La projection au jet doit être suffisamment précise pour épouser les découpes précédemment tracées. Photo: Michel Desfontaines Source: wwwlemoniteur.fr

La projection au jet doit être suffisamment précise pour épouser les découpes précédemment tracées.
Photo: Michel Desfontaines
Source: wwwlemoniteur.fr

Pour verdir les toitures terrasses d’un bâtiment éducatif, la ville de Paris a fait appel à la technique de l’hydromulching. L’émulsion contenant le végétal et les activateurs biologiques est appliquée en quelques minutes avec une extrême précision.
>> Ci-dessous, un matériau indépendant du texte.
PR #15, opened 2015-10-04
Builds osd binary in docker container and copy osd image to host.

kunalkushwaha:
Signed-off-by: Kunal Kushwaha <kunal.kushwaha@gmail.com>

### DIFF
--- a/build.sh
+++ b/build.sh
@@ -1,0 +1,8 @@
+#!/usr/bin/env bash
+echo "Building osd in docker"
+make docker
+docker stop osd-dev
+docker rm osd-dev
+docker run --name osd-dev -itd osd bash
+echo "Copying osd binary to host"
+docker cp osd-dev:/bin/osd .


peter-edge:
This won't work for OS X, for example, if there was ever a desire for a platform-agnostic client (you'd have to do a cross-compile build). With the new docker images, I'm not sure if this is relevant anymore, shoot.

jvinod:
@peter-edge what's the recommended way to get a binary on your box with the build done in docker

peter-edge:
docker cp, I am on my phone right now but I'll link you an example in a bit.

jvinod:
cool...how;s that different from just -v 'ing?

peter-edge:
Remote machines - if you are running from Mac, connecting to a machine
that's not a local vm, host volumes do not apply.

jvinod:
ah

kunalkushwaha:
Hi,

In my dev environment, I use two ways and both works fine.

1. Build osd in docker container and copy to host.
2. Build osd in docker container with folders like /var/lib/plugins,
/var/lib/osd etc mounted in container in privileged mode.
    - Then run the osd using docker exec and another docker exec for volume
creation etc.
    - Benefit of this approach is the whole build and runtime environment
is shared with docker environment, but still independent.

I think second approach can work for OSX also. If docker runs in one
container, folders can be shared with build container of osd.

Regards,
Kunal Kushwaha

------------------------------

peter-edge:
@jvinod what are we doing about this?

kunalkushwaha:
This is no more valid now on current file. Closing this.

PR #21, opened 2015-10-06
Makefile suggestions

peter-edge:
This is not ready to merge, but more of a conversation piece that I thought you might find helpful :)

Two reference points for Makefiles I use:

- https://github.com/pachyderm/pachyderm/blob/master/Makefile
- https://github.com/peter-edge/go-flights/blob/master/Makefile

So some themes here:

- I figure GOPATH is up to the user to set, esp as some people like to have it as an individual thing per repository.
- No need to do a blank assignment for BUILD_OPTIONS
- Not everyone uses ctags, no real use for the Makefile
- Removed @'s, I like to see what is going on
- Added how I update code :)
- Added godep usage with golang 1.5 vendor experiment. We can talk about this.
- My pretest check suite: lint, vet, errcheck. Not everyone likes this, but put it in there for reference
- Tests in docker (I think all the tests here should just be in Docker, we do this in Pachyderm, but we can discuss/I'm happy to help out).
- This is in preparation for all tests in docker/CI.


peter-edge:
Oh, also removes the docker rmi line - this kills the caching

gourao:
Removing the docker rmi looks good...  Thanks for catching this!

jvinod:
I like all the suggestions. I am not caught up with GO15VENDOREXPERIMENT yet, need to understand that...

peter-edge:
Check the link I posted in the associated issue for the doc on it :)

peter-edge:
https://github.com/libopenstorage/openstorage/pull/24

PR #27, opened 2015-10-09
Switch to go-dockerclient

peter-edge:
https://github.com/fsouza/go-dockerclient

In my experience, it's the most actively maintained golang docker API client. Kubernetes uses it, among a lot of people. And I also happen to be a maintainer of it :)


jvinod:
SGTM, we're not tied to the samalba client .. The only potential "breaking" change for our deployment might be that it takes in its config from environment variables::
```
-	docker, err := dockerclient.NewDockerClient(dockerHost, nil)
+	docker, err := docker.NewClientFromEnv()
```
which might affect our deployment.

ping @gourao

peter-edge:
It's the same thing as you have now, if DOCKER_HOST is not set, it defaults
to the default UNIX socket. This constructor also handles DOCKER_TLS_VERIFY
and DOCKER_CERT_PATH.

jvinod:
sure,  we can always set the env. Hypothetically, how do simultaneously talk to two different docker api endpoints?

peter-edge:
Heh. More fun configuration that we can add. You'll have to have a strict
with docker host, TLS verify, CERT path, and then pass it into the
constructor.

jvinod:
:) Are you saying there's already such a constructor ? I  see there's a NewClient(endpoint string) -- that might help?

peter-edge:
Yes :) there's about 20 constructors, half of which I put in the codebase
over time for various reasons :)

jvinod:
Cool :)  Let's  pass in the dockerclient as an explicit argument  instead of env vars?  what do you think ?

peter-edge:
Oh sure, I was just going with what was already there. I'll make that
change now.

peter-edge:
Can we get this in? Want to move on from it :)

jvinod:
oh yes, missed this.

PR #28, opened 2015-10-09
Fix mount test panic

peter-edge:
If the length is not 0, then `p[0]` will panic. `require.Equal` is to `assert.Equal` as `t.Fatalf` is to `t.Errorf`.


jvinod:
Thanks!

PR #29, opened 2015-10-09
Move osd.go to cmd/osd/main.go, move drivers.go to drivers/drivers.go

peter-edge:


peter-edge:
As it is now, the Dockerfile actually specifies the wrong command because "make install" will not name the binary "osd".

jvinod:
Nice..

PR #31, opened 2015-10-09
Fix make docker-test

peter-edge:
This takes care of varying places where required programs can be, along with flags needed for docker run. In the long term, the exec.Command calls should go away (I have a way to set this up with btrfs I can do in the future so there is no need to mount in the test).

The goal here is a consistent test environment, regardless of installed state.


jvinod:
Looks good . Since 'which' can find it, would it have been enough to blow away the absolute path and just pass the exec name ?

peter-edge:
Actually I think so, heh.

peter-edge:
I removed the which function, I also removed building btrfs-progs from source and just installing btrfs-tools in the Dockerfile, it passes :)

jvinod:
awesome :)

Issue #25, opened 2015-10-09
Running OSD  aws driver in docker


jvinod:
OSD aws  driver in docker doesn't work:
ubuntu@ip-172-31-17-72:~/go/src/github.com/libopenstorage/openstorage$ docker run --privileged -v $PWD:/etc -v /usr/share/docker/plugins:/usr/share/docker/plugins -v /var/lib/osd/driver:/var/lib/osd/driver -v /mnt:/mnt osd /bin/osd -d -f /etc/config.yaml
Starting volume driver:  aws
time="2015-10-08T14:16:58Z" level=info msg="AWS instance i-75ecbeb5 zone us-west-1b" 
Unable to start volume driver:  aws RequestError: send request failed
caused by: Post https://ec2.us-west-1.amazonaws.com/: x509: failed to load system roots and no roots provided

gourao:
@peter-edge Could you take a look at this?  It happens only when the OSD runs  in Docker.  It works when OSD is run at the host.

gourao:
Closing... AWS lib issue

lpabon:
Closing since it has had no update for more than 6 months. Please reopen if needed.

PR #34, opened 2015-10-09
fix ca certificates

peter-edge:
https://github.com/libopenstorage/openstorage/issues/25

Have not tested but almost guarantee this fixes it.

Another alternative is https://github.com/peter-edge/go-cacerts but I actually do not use that as much anymore.


jvinod:
I tested it with that change, I still get that error. Seems to be coming from the aws-go package .. regardless the change makes sense ..

PR #35, opened 2015-10-09
Fix go vet

peter-edge:


jvinod:
hmph, i wish the compiler would catch those :)

PR #37, opened 2015-10-09
Add btrfs unsupported.go for not linux and cgo

peter-edge:
There are other places we should have similar logic, but we'll get there.


jvinod:
Yes!

PR #39, opened 2015-10-09
Base FUSE volume driver

peter-edge:
This isn't ready for merging yet, I need to find a good example FS to test with.

The concept here is that if someone implements bazil.org/fuse/fs.Filesystem, they can automatically add a volume.VolumeDriver. This would let Pachyderm immediately/generically add PFS as a volume.VolumeDriver, for example.

I basically took the code from the vfs driver, and the common code should be combined I would think. This was more a test for me to get some of the basics.


peter-edge:
Why this is cool: https://godoc.org/bazil.org/fuse/fs?importers

jvinod:
I see how this can be useful in a variety of ways - even perhaps a remote attach..

peter-edge:
Can we just merge this in for now and I'll work off it?

sathieu:
How can I enable this driver?

PR #73, opened 2015-12-14
Change all log.Warn/Warnf calls to log.Error/Errorf

peter-edge:
When I tried to boot up osd, I got this:

```
$ osd -d -f config_btrfs.yaml
INFO[0000] Starting volume driver: btrfs
WARN[0000] Unable to start volume driver: btrfs, no such file or directory
```

When I saw it was just a warning, my first thought went to "did the osd daemon still boot up? this seems fatal", so I did `ps -ef | grep osd`, which of course returned nothing.

Warn in Go World means "this is a warning, but I'm going to keep going". Error/Fatal are things where you expect the execution path to stop, although personally I dislike using Fatal as it does an `os.Exit(...)` call usually, which I think is bad for the middle of execution.

### DIFF
--- a/api/server/docker.go
+++ b/api/server/docker.go
@@ -59,7 +59,7 @@ func volDriverPath(method string) string {
 
 func (d *driver) volNotFound(request string, id string, e error, w http.ResponseWriter) error {
 	err := fmt.Errorf("Failed to locate volume: " + e.Error())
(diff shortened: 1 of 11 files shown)


peter-edge:
https://github.com/libopenstorage/openstorage/pull/94

PR #805, opened 2019-01-03
Refactor label management.

### LINKED ISSUE #804: Refactor volume labels
BUG

**What happened**:
Current labeling model is confusing and needs to be cleaned up.

We will be removing the labels from Volume.VolumeSpec and instead make sure all labels go into the Volume.Locator.

lpabon:
Only Volume.Locator.VolumeLabels are now used. Volume.Spec.VolumeLabels
have been removed. SDK has also been adjusted to have simple, clear
volume label usage.

Closes #804


api/api.proto
```diff
@@ -290,8 +283,6 @@ message VolumeSpec {
   bool dedupe = 8;
   // SnapshotInterval in minutes, set to 0 to disable snapshots
   uint32 snapshot_interval = 9;
-  // VolumeLabels configuration labels
-  map<string, string> volume_labels = 10;
```
adityadani: We cannot remove the VolumeLabels right away from the Spec. The kubernetes native driver uses that to pass PVC  annotations. We will need to first migrate them to locator.VolumeLabels. I think for now we can mark this field as deprecated and remove its usage.

api/api.go
```diff
@@ -730,12 +730,6 @@ func (m *Volume) Contains(mid string) bool {
 // Copy makes a deep copy of VolumeSpec
 func (s *VolumeSpec) Copy() *VolumeSpec {
 	spec := *s
-	if s.VolumeLabels != nil {
```
adityadani: Migrate the spec.Labels to locator.Labels ?

api/api.proto
lpabon: I added it back and labeled as deprecated

PR #810, opened 2019-01-07
Fix docker volume inspect to not return token

### LINKED ISSUE #809: docker: volume inspect returns token

ggriffiths:

* Currently, for `docker volume inspect token=<token>,name=<name>` calls, we're returning the name the entire token=<token>,name=<name>. The expected behavior is to return only the name. This bug happened when we re-added logic to only return the name instead of the entire `request.Name`. request.Name is only returned when we cannot parse what the user has passed in.

Closes #809


lpabon:
included in #823

PR #813, opened 2019-01-08
OpenID Connect support

lpabon:
OIDC Support for token management and security

Part of #448

* Role in claims is now Roles
* New switches added to osd program to make it easier to use
* Reorganized token management
* Abstracted token management in the context to be consumed by Ownership
* Added `username` support to be consumed by Ownership


cmd/osd-token-generator/main.go
```diff
@@ -0,0 +1,128 @@
...
+		return
+	}
+	if len(*config) == 0 {
+		fmt.Println("Must provide a file name")
+		os.Exit(1)
+	}
+
+	// Get claims
+	claims := &auth.Claims{
+		Issuer: *issuer,
```
adityadani: Error out here if the issuer has https://

adityadani: Check if issuer has https:// and error out

pkg/auth/oidc.go
```diff
@@ -0,0 +1,98 @@
...
+	}
+	for _, requiredClaim := range requiredClaims {
+		if _, ok := claims[requiredClaim]; !ok {
+			// Claim missing
+			return nil, fmt.Errorf("Required claim %v missing from token", requiredClaim)
+		}
+	}
+
+	// Return claims
+	var sdkClaims Claims
```
adityadani: why not just return claims from line 76

pkg/auth/token.go
```diff
@@ -16,73 +16,60 @@ limitations under the License.
...
-	Issuer string
 }
 
-// Token returns a signed JWT containing the claims provided
-func Token(
-	claims *Claims,
-	signature *Signature,
-	options *Options,
-) (string, error) {
+// TokenType returns the type of token. Values are: os, oidc
```
adityadani: nit: comment should be for TokenIssuer

pkg/auth/oidc.go
lpabon: Because line 76 has no structure, it only gets the first level of the keys.

lpabon:
I'll fix these in the ownership PR which is coming tomorrow.

PR #815, opened 2019-01-08
Re-add support for REST Set

### LINKED ISSUE #814: Volume Set in REST server is not working
BUG

**What happened**:
The code does nothing now because the call was mistakenly commented out.

lpabon:
Code had been commented out incorrectly during REST -> SDK refactoring.

Closes #814

### DIFF
--- a/api/server/volume.go
+++ b/api/server/volume.go
@@ -12,6 +12,7 @@ import (
 	"github.com/gorilla/mux"
 	"github.com/libopenstorage/openstorage/api"
 	"github.com/libopenstorage/openstorage/api/errors"
+	clustermanager "github.com/libopenstorage/openstorage/cluster/manager"
 	"github.com/libopenstorage/openstorage/pkg/grpcserver"
 	"github.com/libopenstorage/openstorage/volume"
 	volumedrivers "github.com/libopenstorage/openstorage/volume/drivers"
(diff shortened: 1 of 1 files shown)


api/server/volume.go
```diff
@@ -110,6 +111,49 @@ func (vd *volAPI) parseParam(r *http.Request, param string) (string, error) {
 	return "", fmt.Errorf("could not parse %s", param)
 }
 
+func (vd *volAPI) nodeIPtoIds(nodes []string) ([]string, error) {
```
harsh-px: nit: can be `nodeIPtoIDs`

api/server/volume.go
```diff
@@ -110,6 +111,49 @@ func (vd *volAPI) parseParam(r *http.Request, param string) (string, error) {
...
+
+	if c == nil {
+		return nodeIds, fmt.Errorf("failed to get cluster instance.")
+	}
+
+	for _, idIp := range nodes {
+		if idIp != "" {
+			id, err := c.GetNodeIdFromIp(idIp)
+			if err != nil {
+				return nodeIds, err
```
harsh-px: nit: can be changed to 
```suggestion
				return nil, err
```

so that we either return all or none.

api/server/volume.go
lpabon: i just put the code back, that's what it was before

PR #817, opened 2019-01-09
Refactor label management.

lpabon:
(Cherry pick from Master #805)
Only Volume.Locator.VolumeLabels are now used. Volume.Spec.VolumeLabels
have been removed. SDK has also been adjusted to have simple, clear
volume label usage.


lpabon:
per discussion with @harsh-px , we do not need this for this branch

PR #822, opened 2019-01-15
Add method to check if a volume spec is equal to another

harsh-px:

**What this PR does / why we need it**: In Portworx, we have logic to check whether a particular volume's spec is the same as other's. Currently we directly use reflect.DeepEqual to do this. But this doesn't work since for certain fields like aggregration level, the default is 0 for a new volume's spec but we internally set this to 1 for the existing volume. So we need a deep check.

Closes #

### DIFF
--- a/api/api.go
+++ b/api/api.go
@@ -3,6 +3,7 @@ package api
 import (
 	"fmt"
 	"math"
+	"reflect"
 	"strconv"
 	"strings"
 	"time"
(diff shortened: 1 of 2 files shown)


sangleganesh:
this works but would be difficult to maintain, since adding any new field need this code to be updated as well or else the filed will be skipped.
one option is to generate the comparison as we do for px (may need some work), or you could simply make a copy and reset the aggr field on both and check rest using deep.Equal and check aggr separately. my 2 cents.

PR #823, opened 2019-01-15
Docker auth support fixes

lpabon:
Docker calls some API functions like get() and path() before
calling the actual function to do the work. This makes the token
available to the first call, but not to the work function.

This fix provides a cookie for the volume, where it saves
the token for a time, so that it can be used for the actual function
that does the work.

Part of #448 
Includes #810 

### DIFF
--- a/api/server/docker.go
+++ b/api/server/docker.go
@@ -9,6 +9,7 @@ import (
 	"os"
 	"path"
 	"sync"
+	"time"
 
 	"github.com/libopenstorage/openstorage/api"
 	"github.com/libopenstorage/openstorage/api/spec"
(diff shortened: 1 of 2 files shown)


api/server/docker.go
```diff
@@ -543,7 +574,66 @@ func (d *driver) get(w http.ResponseWriter, r *http.Request) {
 	json.NewEncoder(w).Encode(map[string]volumeInfo{"Volume": volInfo})
 }
 
+func (d *driver) unmountInsecure(w http.ResponseWriter, r *http.Request) {
```
lpabon: This code is the copied code before it was redirected to the SDK

lpabon:
Fixed by #831

PR #831, opened 2019-01-18
Docker CE Volume API support for security

lpabon:
Docker calls were found that not all can be secured. The
list and unmount must be allowed to be insecure to make
docker ce work correctly.

Closes #


api/server/docker.go
```diff
@@ -412,10 +422,35 @@ func (d *driver) mount(w http.ResponseWriter, r *http.Request) {
 		return
 	}
 
-	d.logRequest(method, request.Name).Infof("response %v", response.Mountpoint)
 	json.NewEncoder(w).Encode(&response)
 }
 
+func (d *driver) list(w http.ResponseWriter, r *http.Request) {
```
lpabon: Same code from before

PR #836, opened 2019-01-22
Auth support for container orchestrators

adityadani:

Adds a middleware on the REST server.
- The middleware consults the configured secrets provider and fetches the token from it.
- The token then is inserted in the header and passed onto the next handler on the REST server.

Currently handles the following APIs
- Create
- Delete
- Attach/Detach
- Mount/Unmount
- Set (only for resize)

For all the other APIs the middleware will not get invoked.

#799 

Middleware code changes
- api/server/middleware_auth.go & api/server/server.go

Auth and Secrets changes
- pkg/auth/secrets


lpabon:
New change looks good 👍

PR #844, opened 2019-01-25
No owner is public and only owner can delete vol

### LINKED ISSUE #838: Allow permission when ownership.owner is empty
BUG

**What happened**:
During upgrades of systems with existing volumes, they will have empty ownership. A user can then adjust the acls of a volume, blocking access to others, even though the user cannot set owner, only admin can.

Instead, we should make the volume public unless it has an owner. In other words, when the user changes the acls, they will not taken into affect because the owner will still be unassigned.

### LINKED ISSUE #839: Do not allow non-owners to delete the volume
BUG

**What happened**:
When a volume owner gives access to a group or collaborator, they should not have the permission to delete the volume. Deletion of a volume should be an admin or owner only command.

lpabon:

* Only owners are allowed to delete their volume
* Resource with no owner is public

Closes #838
Closes #839

### DIFF
--- a/api/api.go
+++ b/api/api.go
@@ -952,10 +952,41 @@ func (v *Volume) IsPermitted(ctx context.Context) bool {
 }
 
 func (v *VolumeSpec) IsPermitted(ctx context.Context) bool {
+	if v.IsPublic() {
+		return true
+	}
+
+	// Volume is not public, check permission
+	if userinfo, ok := auth.NewUserInfoFromContext(ctx); ok {
+		// Check Access
+		return v.IsPermittedFromUserInfo(userinfo)
+	} else {
+		// There is no user information in the context so
+		// authorization is not running
+		return true
+	}
+}
+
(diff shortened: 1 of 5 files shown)


lpabon:
This PR brought to my attention that even though collaborators/groups where given access, there also should be access types. 

Instead I think the following would be better:

```
message Ownership {
  enum AccessType {
    // Read access only
    Read = 0;
    // Write access
    Write = 1;
    // Administrator access (can delete)
    Admin = 2;
  }

  message AccessControl {
    map <string, AccessType> groups = 1;
    map <string, AccessType> collaborators = 2;
  }
```

This would change groups and collaborators in the AccessControl from slices to maps to access types. These types are based on repo access types for Github.

These access types for volumes would have the following effects:

1. Read: Can backup, snap, enumerate, and list the volume, but cannot mount or delete.
2. Write: Can also mount/unmount the volume.
3. Admin: Can delete the volume

lpabon:
Proposing #851 instead

PR #851, opened 2019-01-28
Ownership support with access types

### LINKED ISSUE #838: Allow permission when ownership.owner is empty

### LINKED ISSUE #839: Do not allow non-owners to delete the volume

### LINKED ISSUE #847: sdk: Scaling not working in docker

lpabon:
This model of ownership provides a richer set of acls for access. Without this change, trying to solve #839 would have made it only a change for that one call. With this change now, we can set access for any call and the owner also has more control.

Closes #838
Closes #839
Closes #847
Replaces #844 

* Also has other fixes:
    * Clones can set ownership of new caller
    * Scaled volumes fixed


api/api.go
```diff
@@ -947,29 +947,58 @@ func (l *VolumeLocator) MergeVolumeSpecLabels(s *VolumeSpec) *VolumeLocator {
...
+	} else {
+		// There is no user information in the context so
+		// authorization is not running
+		return true
+	}
 }
 
-func (v *VolumeSpec) IsPermittedFromUserInfo(user *auth.UserInfo) bool {
+func (v *VolumeSpec) IsPermittedFromUserInfo(user *auth.UserInfo, accessType Ownership_AccessType) bool {
+	if v.IsPublic() {
```
ggriffiths: Redundant with `v.IsPublic` check in `IsPermitted`, but maybe safe to leave in if `IsPermittedFromUserInfo` is called directly? Though `FromUserInfo` implies that it might not check for volume info.

api/api.go
```diff
@@ -947,29 +947,58 @@ func (l *VolumeLocator) MergeVolumeSpecLabels(s *VolumeSpec) *VolumeLocator {
...
 	return true
 }
+
+func (v *VolumeSpec) IsPublic() bool {
+	return v.GetOwnership() == nil || v.GetOwnership().IsPublic()
+}
+
+// GetSnapshotCreatorOwnership returns the appropriate ownership for the
+// new snapshot and if an update is required
+func (v *VolumeSpec) GetCloneCreatorOwnership(ctx context.Context) (*Ownership, bool) {
```
ggriffiths: nit: should read GetCloneCreatorOwnership returns...

api/api.proto
```diff
@@ -1534,6 +1580,8 @@ service OpenStorageCloudBackup {
   // Creates a backup request for a specified volume. Use
   // OpenStorageCloudBackup.Status() to get the current status of the
   // backup request.
+  //
+  // Requires access AccessType.Read of volume
```
ggriffiths: Should this say Create needs `AccessType.Write`?

api/api.proto
```diff
@@ -1233,6 +1265,8 @@ service OpenStorageVolume {
   // SnapshotCreate creates a snapshot of a volume. This creates an immutable (read-only),
   // point-in-time snapshot of a volume. To create a new writable volume from
   // a snapshot, please use OpenStorageVolume.Clone().
+  //
+  // Requires access AccessType.Read of volume
```
ggriffiths: Wouldn't snapshot create also need AccessType.Write?

api/ownership.go
```diff
@@ -189,8 +198,13 @@ func (o *Ownership) Update(newownerInfo *Ownership, user *auth.UserInfo) error {
 		o.Acls = newownerInfo.GetAcls()
 
 		// Only the admin can change the owner
-		if o.IsAdminByUser(user) && len(newownerInfo.Owner) != 0 {
-			o.Owner = newownerInfo.Owner
+		if len(newownerInfo.Owner) != 0 {
```
ggriffiths: Could just use `o.HasAnOwner()` here to be more clear

api/api.proto
ggriffiths: nvm, just saw below that Snapshots just need read access.

api/api.proto
ggriffiths: Nvm, same as above.

docs/ownership.md
```diff
@@ -0,0 +1,30 @@
...
+* User creates a clone from a volume which they do not own, but have access to
+* Ownership information is carried along snapshots
+
+### Volume API access types
+The following rules apply to access levels.
+
+* Volume owners have admin level automatically
+* Only owners or admin can edit acls
+
+The following access types are required to access the shown Volume service
```
ggriffiths: :+1: Double checked that these permissions documented match the implementation.

api/api.go
lpabon: > IsPermittedFromUserInfo is called directly?

yeah exactly. since the function is exported, someone can call that without checking first if it is public.

api/api.go
lpabon: doh! 👍

api/ownership.go
lpabon: I like that, good idea. I'll make the change 👍

PR #964, opened 2019-03-21
Add TaskId back to MigrationStart

### LINKED ISSUE #930: Re-route Migration calls to SDK Migration code.

pault84:

I broke the tracking of migrations by removing it.
Also added back the osterrors check for idempotency.

Closes #930 

### DIFF
--- a/api/server/migrate.go
+++ b/api/server/migrate.go
@@ -5,6 +5,7 @@ import (
 	"net/http"
 
 	"github.com/libopenstorage/openstorage/api"
+	ost_errors "github.com/libopenstorage/openstorage/api/errors"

C’est un bien curieux manège qui se déroule sur les toits du groupe scolaire Keller-Bullourde dans le XIème arrondissement de la Capitale. Sous un immense filet noir tendu sur des piquets de bois pour protéger le chantier contre les oiseaux, deux hommes, lance « d’incendie » en main et tuyau noir d’un pouce et demi sur l’épaule, arrosent un substrat de pouzzolane d’une émulsion verte tout en suivant les courbes d’un tracé matérialisé à la bombe orangée. Le jet est suffisamment précis pour épouser les formes complexes des plans de l’atelier de paysage Artémise et les carrés des zones stériles matérialisés par les bordures métalliques.

Préparation in situ

Les deux intervenants de l’entreprise Valeur Environnement plantent des tapis de sedum… au jet ! Ils mettent en œuvre la technique, dite de l’hydromulching (brevet Euro Tec).

Dérivé de l’hydroseeding, procédé de végétalisation des grands talus par projection, elle trouve ses applications dans la création de couvertures végétales de petites dimensions sur des surfaces situées à de grandes hauteurs, difficilement accessibles.